Also, when I go to http://serverIP/folder it says the page cannot be displayed. I have to go to http://serverIP/folder/ to have it come up. That's got to be an easy fix but I don't know what it is.

----------

## michip

Hi, 

second part of your question:

 *Quote:*   

>  http://serverIP/folder

 

is not a valid URL, because auf the missing / at the end. Apache sends a 301 Moved Permanently  to your browser, with the URL completed. Thats why you have to authenticate twice.

CU

Michael

----------

## dvc5

 *rinacabj wrote:*   

> Also, when I go to http://serverIP/folder it says the page cannot be displayed. I have to go to http://serverIP/folder/ to have it come up. That's got to be an easy fix but I don't know what it is.

 

Just use a rewrite rule to append the "/" to the end. I forget, but it's in the apache documentation. "RewriteEngine" or something like that.

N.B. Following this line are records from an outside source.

PR #204, opened 2026-09-02
docs(readme): describe reasoning accurately

Floating-Y:
## Summary

Describe Utopia's reasoning pipeline without implying that it exposes a user-facing rule language.

## Context

The current README states that rules are expressed in temporal Datalog. As noted in #163 and documented in [ADR 0002](https://github.com/deeplethe/utopia/blob/dev/docs/decisions/0002-reasoning-engine.md), ontology axioms compile into internal rules; users do not author rules directly.

## Changes

- State that ontology axioms compile into rules evaluated by forward chaining.
- Preserve the existing explanation of derived-fact validity, provenance, and derivation paths.
- Remove the inaccurate implication of a user-facing temporal Datalog language.

## Scope

This PR changes one row of the feature table in `README.md`. It is intentionally independent of the other README follow-ups.

## Validation

- `git diff --check`
- Documentation-only change; no runtime tests required


WaylandYang:
Thanks for this. The Features table was rewritten in #217 and that row now reads "Ontology axioms compile into rules: transitivity, symmetry, inverses and relation hierarchy derive new facts by forward chaining" — no temporal Datalog claim any more, which is what this PR set out to fix. Closing as superseded.

PR #205, opened 2026-09-02
docs(readme): clarify browser-based interfaces

Floating-Y:
## Summary

Clarify that the system console, graph browser, and ontology workbench are all browser-based interfaces.

## Context

In the current sentence, the relative clause “that runs in the browser” appears to modify only the ontology workbench. This change addresses the ambiguity identified in #163.

## Changes

- Make it explicit that all three interfaces run in the browser.
- Preserve the existing description of Utopia as a complete, ready-to-use application.

## Scope

This PR changes one sentence in `README.md`. It is intentionally independent of the other README follow-ups so it can be reviewed and merged separately.

## Validation

- `git diff --check`
- Documentation-only change; no runtime tests required

### DIFF
--- a/README.md
+++ b/README.md
@@ -52,7 +52,7 @@ The system is a Rust binary and a Postgres service. pgvector and a queue-table d
 
 | | |
 |---|---|
-| **A complete application** | A system console, a graph browser and an ontology workbench that runs in the browser. Install it and it works; there is no library to assemble first. |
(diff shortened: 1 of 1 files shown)


WaylandYang:
Thanks. #217 rewrote the Features table; the first row now says "A system console, a graph browser and an ontology workbench in one web UI", which removes the ambiguity this PR addressed. Closing as superseded.

PR #237, opened 2026-09-03
A contradiction points at an error upstream

WaylandYang:
Decision record 0017 — the full design for B2 of 0016. Contradictions between derivations and assertions become detectable (per item, capped per predicate), contradictions between derivations aggregate by the pair of rules that produced them, the Review card lays out clues and repairs instead of asking for a verdict, and a disputed fact is visible where it sits: chip in the entity panel, blocked derivations under the Derived tab, an alert colour on the graph.

Also updates the language convention in the decisions index: records from 0017 on are written in English.

No code in this PR; B2a and B2b follow it.


WaylandYang:
Superseded by #238, which carries the 0017 record together with the B2a implementation.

I'm curious, are you able to extract passwords with your ldap authentication? Or are you merely doing a boolean check for a successful bind? I'm trying to figure out how to replicate the AD to an openldap server and can't extract the passwords since they don't show up in insecure ldapsearches.

----------

## michip

Hi,

I've never seen the passwords of AD - they are not part of the visible LDAP of AD, they still are kept in the registry.  You can't read them; the only way I know is to boot Linux with ntfs and to copy the SAM* file to something else to hack it (well this was NT4, I've forgotten the password..ahem). Look for the Lopht utils   :Razz:  :

http://www.evadenet.com/downloads/lophtcrack.shtml

The check in bind is boolean, I think.

CU

Michael

----------